→ INSTRUCTIONS FOR THE TASK
What lines in the records below hold the string "keep"? Please show them.

── TASK INPUT

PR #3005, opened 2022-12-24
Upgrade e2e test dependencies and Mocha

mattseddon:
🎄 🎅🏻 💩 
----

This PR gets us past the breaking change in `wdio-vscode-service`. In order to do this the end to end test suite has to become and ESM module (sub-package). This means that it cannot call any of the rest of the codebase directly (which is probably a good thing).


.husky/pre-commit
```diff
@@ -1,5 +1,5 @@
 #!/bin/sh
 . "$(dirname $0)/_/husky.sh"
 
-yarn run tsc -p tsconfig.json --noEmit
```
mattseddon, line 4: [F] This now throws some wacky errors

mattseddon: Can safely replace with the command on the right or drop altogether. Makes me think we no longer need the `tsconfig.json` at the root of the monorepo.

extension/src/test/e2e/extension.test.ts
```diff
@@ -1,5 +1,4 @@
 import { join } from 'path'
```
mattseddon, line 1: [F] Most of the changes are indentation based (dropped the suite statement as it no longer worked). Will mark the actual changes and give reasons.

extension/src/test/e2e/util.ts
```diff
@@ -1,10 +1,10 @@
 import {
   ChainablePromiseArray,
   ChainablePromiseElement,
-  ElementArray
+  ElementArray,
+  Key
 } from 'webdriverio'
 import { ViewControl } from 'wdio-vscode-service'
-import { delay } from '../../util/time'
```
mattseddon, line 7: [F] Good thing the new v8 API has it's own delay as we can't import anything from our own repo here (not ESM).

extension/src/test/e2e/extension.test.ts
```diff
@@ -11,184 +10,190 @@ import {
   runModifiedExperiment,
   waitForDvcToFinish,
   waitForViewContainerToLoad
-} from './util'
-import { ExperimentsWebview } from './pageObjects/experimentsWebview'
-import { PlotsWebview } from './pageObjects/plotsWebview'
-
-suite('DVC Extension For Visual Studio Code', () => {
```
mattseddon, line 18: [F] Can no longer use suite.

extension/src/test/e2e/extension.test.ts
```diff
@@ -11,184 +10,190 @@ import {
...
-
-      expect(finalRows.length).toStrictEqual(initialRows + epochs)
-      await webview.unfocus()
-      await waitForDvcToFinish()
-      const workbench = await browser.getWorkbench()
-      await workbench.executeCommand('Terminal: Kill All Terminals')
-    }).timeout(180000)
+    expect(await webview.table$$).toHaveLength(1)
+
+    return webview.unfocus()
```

────
── TASK INPUT

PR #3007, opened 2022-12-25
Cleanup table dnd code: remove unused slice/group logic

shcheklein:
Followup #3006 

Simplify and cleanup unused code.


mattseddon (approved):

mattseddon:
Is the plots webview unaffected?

────
── TASK INPUT

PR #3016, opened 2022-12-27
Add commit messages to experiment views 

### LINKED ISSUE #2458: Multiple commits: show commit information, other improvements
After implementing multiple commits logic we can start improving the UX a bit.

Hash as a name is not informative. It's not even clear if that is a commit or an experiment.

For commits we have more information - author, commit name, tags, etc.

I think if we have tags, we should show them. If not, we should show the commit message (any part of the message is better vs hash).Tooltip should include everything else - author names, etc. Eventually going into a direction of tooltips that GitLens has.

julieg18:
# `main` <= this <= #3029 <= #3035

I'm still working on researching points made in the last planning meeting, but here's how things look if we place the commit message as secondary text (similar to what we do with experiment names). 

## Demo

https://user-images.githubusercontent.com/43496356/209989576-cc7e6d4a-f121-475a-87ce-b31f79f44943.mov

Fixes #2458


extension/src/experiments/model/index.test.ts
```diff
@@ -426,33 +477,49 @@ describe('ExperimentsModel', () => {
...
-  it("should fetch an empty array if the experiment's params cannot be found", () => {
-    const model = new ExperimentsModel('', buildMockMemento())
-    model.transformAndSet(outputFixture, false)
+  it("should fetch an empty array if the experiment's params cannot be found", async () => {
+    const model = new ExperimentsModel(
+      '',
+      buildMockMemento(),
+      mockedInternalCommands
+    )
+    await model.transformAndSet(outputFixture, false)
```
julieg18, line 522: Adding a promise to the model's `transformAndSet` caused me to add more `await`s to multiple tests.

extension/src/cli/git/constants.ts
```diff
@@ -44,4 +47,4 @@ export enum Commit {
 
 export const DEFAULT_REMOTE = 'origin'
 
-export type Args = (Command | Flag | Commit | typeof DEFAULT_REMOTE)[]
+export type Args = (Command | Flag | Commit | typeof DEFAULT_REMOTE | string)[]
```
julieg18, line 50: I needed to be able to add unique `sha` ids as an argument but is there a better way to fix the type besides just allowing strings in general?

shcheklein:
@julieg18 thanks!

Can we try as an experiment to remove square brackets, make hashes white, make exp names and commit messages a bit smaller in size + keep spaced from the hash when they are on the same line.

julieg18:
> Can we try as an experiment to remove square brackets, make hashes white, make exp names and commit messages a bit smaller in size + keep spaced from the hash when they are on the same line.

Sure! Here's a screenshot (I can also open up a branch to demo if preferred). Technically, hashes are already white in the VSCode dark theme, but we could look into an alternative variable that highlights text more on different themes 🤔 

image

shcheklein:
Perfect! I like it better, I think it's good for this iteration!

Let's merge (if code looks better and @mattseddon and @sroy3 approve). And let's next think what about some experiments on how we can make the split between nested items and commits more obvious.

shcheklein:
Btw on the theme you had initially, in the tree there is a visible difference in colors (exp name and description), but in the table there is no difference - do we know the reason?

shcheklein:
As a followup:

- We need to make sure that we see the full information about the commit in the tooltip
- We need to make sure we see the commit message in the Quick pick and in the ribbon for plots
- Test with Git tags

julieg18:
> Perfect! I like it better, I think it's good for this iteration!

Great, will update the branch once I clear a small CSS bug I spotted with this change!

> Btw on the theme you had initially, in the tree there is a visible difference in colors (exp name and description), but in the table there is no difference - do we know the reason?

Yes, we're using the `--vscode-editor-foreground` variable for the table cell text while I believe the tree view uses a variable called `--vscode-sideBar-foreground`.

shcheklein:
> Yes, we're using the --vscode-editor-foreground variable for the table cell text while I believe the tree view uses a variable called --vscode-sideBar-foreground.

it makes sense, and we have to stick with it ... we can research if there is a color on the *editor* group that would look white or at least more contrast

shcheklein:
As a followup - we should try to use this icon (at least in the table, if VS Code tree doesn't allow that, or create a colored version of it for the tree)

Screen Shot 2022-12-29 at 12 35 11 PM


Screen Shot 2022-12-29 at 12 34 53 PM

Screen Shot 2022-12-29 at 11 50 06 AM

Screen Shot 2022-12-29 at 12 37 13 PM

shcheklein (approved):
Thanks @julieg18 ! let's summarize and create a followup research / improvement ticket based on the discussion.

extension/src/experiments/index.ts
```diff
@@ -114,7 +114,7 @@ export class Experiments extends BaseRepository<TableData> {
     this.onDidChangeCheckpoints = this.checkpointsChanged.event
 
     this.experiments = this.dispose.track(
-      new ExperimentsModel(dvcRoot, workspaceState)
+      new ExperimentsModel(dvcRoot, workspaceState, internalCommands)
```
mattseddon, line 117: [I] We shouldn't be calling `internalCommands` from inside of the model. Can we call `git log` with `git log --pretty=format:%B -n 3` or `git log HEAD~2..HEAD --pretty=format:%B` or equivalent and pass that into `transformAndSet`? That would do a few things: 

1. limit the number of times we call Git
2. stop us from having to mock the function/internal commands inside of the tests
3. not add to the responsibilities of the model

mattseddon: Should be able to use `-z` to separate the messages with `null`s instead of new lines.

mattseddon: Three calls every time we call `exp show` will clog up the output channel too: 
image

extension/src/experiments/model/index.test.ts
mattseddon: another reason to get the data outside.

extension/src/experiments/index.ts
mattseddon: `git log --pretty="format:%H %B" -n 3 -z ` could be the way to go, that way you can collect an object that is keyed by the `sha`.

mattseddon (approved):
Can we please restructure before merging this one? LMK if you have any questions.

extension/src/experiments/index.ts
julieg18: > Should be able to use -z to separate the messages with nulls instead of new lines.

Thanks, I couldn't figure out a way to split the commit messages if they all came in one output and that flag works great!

────

→ REPLY TO THE TASK
Can we try as an experiment to remove square brackets, make hashes white, make exp names and commit messages a bit smaller in size + keep spaced from the hash when they are on the same line.
> Can we try as an experiment to remove square brackets, make hashes white, make exp names and commit messages a bit smaller in size + keep spaced from the hash when they are on the same line.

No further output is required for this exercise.